**Records for this exercise**
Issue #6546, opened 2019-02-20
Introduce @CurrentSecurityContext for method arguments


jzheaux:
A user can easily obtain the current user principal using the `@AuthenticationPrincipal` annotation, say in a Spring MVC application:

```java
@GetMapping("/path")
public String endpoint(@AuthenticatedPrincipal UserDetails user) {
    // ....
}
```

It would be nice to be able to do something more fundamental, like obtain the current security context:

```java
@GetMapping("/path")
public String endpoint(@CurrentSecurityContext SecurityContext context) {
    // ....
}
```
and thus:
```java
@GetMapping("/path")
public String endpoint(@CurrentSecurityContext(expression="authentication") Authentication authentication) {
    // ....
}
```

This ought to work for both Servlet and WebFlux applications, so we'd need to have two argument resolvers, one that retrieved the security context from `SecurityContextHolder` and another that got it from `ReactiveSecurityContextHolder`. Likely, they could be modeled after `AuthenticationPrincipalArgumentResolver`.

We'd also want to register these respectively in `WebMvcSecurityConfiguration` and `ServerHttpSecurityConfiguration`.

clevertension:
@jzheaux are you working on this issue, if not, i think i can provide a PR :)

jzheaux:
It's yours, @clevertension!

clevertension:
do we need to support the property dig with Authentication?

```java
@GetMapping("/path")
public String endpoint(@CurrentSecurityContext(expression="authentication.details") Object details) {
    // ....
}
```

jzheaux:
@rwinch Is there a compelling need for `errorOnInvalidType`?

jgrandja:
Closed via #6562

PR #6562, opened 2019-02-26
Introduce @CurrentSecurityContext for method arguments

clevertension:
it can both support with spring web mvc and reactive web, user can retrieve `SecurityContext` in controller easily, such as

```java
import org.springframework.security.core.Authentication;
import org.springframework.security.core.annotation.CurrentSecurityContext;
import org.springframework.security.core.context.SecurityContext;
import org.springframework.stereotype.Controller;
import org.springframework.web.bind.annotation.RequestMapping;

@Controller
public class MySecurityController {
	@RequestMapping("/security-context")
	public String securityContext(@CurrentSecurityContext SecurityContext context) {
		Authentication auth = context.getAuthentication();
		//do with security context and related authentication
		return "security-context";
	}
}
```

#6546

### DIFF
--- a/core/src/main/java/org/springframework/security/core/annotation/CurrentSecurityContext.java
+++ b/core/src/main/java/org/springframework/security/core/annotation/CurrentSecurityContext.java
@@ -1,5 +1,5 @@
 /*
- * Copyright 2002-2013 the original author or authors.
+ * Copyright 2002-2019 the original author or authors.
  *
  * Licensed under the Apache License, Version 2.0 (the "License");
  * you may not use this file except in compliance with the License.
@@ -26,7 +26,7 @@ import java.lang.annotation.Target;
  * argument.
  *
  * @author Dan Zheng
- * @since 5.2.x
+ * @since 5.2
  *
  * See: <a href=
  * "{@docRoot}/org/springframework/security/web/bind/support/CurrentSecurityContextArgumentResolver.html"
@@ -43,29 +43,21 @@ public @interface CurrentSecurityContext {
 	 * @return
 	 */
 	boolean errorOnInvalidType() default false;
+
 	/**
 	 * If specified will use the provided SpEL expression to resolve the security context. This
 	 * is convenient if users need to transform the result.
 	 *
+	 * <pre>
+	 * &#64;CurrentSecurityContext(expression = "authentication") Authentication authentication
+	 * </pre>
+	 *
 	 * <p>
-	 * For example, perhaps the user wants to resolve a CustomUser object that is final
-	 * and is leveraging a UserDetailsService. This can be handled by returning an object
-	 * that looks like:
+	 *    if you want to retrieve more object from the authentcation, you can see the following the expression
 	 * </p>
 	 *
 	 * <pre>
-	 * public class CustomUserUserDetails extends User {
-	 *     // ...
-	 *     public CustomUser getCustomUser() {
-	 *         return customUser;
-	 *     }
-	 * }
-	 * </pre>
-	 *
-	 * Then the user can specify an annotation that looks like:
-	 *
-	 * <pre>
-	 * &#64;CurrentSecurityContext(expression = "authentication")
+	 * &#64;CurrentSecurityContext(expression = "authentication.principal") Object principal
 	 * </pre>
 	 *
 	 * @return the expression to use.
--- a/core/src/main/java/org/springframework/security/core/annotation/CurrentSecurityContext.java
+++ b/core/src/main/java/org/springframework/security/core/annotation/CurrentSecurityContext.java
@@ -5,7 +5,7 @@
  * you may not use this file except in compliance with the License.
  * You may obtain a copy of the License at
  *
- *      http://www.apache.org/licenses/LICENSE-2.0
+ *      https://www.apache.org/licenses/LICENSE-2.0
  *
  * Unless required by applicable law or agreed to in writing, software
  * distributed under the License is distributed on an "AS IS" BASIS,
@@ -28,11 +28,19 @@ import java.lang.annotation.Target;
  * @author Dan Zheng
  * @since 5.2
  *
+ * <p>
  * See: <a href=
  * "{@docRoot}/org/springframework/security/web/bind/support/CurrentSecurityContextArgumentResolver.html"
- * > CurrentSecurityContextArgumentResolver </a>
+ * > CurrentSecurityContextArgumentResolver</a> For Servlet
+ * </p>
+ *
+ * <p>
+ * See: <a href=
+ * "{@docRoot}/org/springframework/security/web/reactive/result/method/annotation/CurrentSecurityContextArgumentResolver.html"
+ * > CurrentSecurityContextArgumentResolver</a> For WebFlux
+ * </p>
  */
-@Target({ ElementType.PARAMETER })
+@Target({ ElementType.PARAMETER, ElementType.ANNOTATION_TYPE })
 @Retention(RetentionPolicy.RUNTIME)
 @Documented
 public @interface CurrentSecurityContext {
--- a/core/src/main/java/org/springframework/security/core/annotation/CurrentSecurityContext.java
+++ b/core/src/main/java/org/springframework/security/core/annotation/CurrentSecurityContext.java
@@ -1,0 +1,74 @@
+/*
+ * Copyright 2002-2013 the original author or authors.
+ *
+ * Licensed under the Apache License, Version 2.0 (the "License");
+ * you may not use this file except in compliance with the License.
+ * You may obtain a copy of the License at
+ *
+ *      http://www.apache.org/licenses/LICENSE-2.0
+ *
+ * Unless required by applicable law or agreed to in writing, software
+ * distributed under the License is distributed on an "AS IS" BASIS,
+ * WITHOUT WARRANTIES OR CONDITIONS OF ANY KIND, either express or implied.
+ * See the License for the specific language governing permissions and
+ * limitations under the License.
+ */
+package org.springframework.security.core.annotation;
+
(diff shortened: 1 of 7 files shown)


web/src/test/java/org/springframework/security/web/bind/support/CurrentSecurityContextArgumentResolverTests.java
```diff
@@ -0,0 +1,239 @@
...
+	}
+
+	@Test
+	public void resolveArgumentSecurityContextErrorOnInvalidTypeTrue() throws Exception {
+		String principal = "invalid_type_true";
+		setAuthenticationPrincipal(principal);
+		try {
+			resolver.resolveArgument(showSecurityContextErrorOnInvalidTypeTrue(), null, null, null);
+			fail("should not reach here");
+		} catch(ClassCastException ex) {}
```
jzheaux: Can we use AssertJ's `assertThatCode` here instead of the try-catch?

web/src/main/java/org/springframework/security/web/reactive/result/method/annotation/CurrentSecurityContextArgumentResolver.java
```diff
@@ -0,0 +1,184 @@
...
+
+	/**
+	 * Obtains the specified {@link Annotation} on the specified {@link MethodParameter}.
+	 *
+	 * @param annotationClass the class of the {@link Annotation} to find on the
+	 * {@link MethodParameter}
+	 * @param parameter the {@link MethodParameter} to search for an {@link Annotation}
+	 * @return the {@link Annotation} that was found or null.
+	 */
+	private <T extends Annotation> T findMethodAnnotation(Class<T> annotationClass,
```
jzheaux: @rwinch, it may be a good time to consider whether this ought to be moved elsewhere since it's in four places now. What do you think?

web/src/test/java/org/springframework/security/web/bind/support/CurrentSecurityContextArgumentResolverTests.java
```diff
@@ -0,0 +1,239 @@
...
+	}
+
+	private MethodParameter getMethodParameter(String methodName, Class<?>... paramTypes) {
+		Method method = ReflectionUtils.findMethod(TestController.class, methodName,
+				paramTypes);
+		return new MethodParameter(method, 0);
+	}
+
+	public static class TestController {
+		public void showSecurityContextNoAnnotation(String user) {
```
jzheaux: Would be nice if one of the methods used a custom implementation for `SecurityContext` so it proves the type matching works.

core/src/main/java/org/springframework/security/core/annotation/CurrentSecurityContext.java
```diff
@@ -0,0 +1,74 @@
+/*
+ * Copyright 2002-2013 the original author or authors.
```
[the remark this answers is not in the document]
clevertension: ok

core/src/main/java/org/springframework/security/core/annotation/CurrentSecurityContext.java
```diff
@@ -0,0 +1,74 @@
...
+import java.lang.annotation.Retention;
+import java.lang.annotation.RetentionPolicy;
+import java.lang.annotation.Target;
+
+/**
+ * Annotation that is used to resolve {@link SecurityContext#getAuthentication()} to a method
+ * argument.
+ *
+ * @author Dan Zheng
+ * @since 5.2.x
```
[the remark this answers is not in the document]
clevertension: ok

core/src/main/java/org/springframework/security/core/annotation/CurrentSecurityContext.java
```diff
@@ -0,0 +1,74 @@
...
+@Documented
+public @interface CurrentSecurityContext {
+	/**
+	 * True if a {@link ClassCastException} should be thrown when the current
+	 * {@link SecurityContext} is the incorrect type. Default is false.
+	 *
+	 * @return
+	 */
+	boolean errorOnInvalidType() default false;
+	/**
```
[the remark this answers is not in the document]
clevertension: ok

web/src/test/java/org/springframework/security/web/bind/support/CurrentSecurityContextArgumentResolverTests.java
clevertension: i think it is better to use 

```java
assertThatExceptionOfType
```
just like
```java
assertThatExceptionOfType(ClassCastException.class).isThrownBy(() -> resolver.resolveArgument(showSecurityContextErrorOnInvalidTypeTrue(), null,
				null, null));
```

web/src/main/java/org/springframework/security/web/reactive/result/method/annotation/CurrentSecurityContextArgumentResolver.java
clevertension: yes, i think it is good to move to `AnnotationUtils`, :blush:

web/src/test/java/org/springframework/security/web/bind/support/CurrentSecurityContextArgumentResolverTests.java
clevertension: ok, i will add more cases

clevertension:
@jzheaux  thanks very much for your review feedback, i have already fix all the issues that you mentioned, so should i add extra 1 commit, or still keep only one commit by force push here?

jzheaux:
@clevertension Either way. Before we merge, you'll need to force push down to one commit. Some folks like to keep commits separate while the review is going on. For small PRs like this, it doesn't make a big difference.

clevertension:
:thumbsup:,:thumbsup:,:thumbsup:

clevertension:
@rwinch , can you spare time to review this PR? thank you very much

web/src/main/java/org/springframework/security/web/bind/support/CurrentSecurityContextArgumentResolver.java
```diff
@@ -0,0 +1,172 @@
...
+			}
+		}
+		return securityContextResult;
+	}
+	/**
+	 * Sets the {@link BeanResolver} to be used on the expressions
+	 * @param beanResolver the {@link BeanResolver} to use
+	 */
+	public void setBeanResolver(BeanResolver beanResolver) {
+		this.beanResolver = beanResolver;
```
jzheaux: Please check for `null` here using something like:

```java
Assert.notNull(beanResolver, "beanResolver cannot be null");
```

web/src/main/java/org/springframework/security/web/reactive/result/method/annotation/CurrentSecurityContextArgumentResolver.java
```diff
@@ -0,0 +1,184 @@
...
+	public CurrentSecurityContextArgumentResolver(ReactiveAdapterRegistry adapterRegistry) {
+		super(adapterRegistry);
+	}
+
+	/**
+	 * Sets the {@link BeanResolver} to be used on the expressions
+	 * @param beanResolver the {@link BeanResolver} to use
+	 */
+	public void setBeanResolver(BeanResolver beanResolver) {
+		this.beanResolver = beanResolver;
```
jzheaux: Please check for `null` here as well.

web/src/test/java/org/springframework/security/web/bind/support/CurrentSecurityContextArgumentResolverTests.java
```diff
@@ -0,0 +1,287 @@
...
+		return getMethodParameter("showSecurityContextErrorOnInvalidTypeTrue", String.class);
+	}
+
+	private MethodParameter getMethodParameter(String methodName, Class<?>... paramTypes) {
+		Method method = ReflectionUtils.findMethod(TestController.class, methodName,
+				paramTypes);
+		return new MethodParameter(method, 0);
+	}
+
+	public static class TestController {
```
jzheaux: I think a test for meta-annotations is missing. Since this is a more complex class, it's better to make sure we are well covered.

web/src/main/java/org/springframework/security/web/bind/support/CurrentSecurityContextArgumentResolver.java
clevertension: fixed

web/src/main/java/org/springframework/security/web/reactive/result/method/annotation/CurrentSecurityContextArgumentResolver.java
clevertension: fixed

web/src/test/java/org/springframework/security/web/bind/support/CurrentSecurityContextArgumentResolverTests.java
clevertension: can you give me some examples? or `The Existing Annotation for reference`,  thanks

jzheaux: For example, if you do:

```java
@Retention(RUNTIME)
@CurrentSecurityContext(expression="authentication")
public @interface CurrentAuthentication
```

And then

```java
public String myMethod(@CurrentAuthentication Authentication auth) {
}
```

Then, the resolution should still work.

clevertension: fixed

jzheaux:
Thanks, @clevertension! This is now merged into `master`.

**Task prompt**
Scan the material above. Copy each line that holds the word "still".

**Response box**
@jzheaux  thanks very much for your review feedback, i have already fix all the issues that you mentioned, so should i add extra 1 commit, or still keep only one commit by force push here?
Then, the resolution should still work.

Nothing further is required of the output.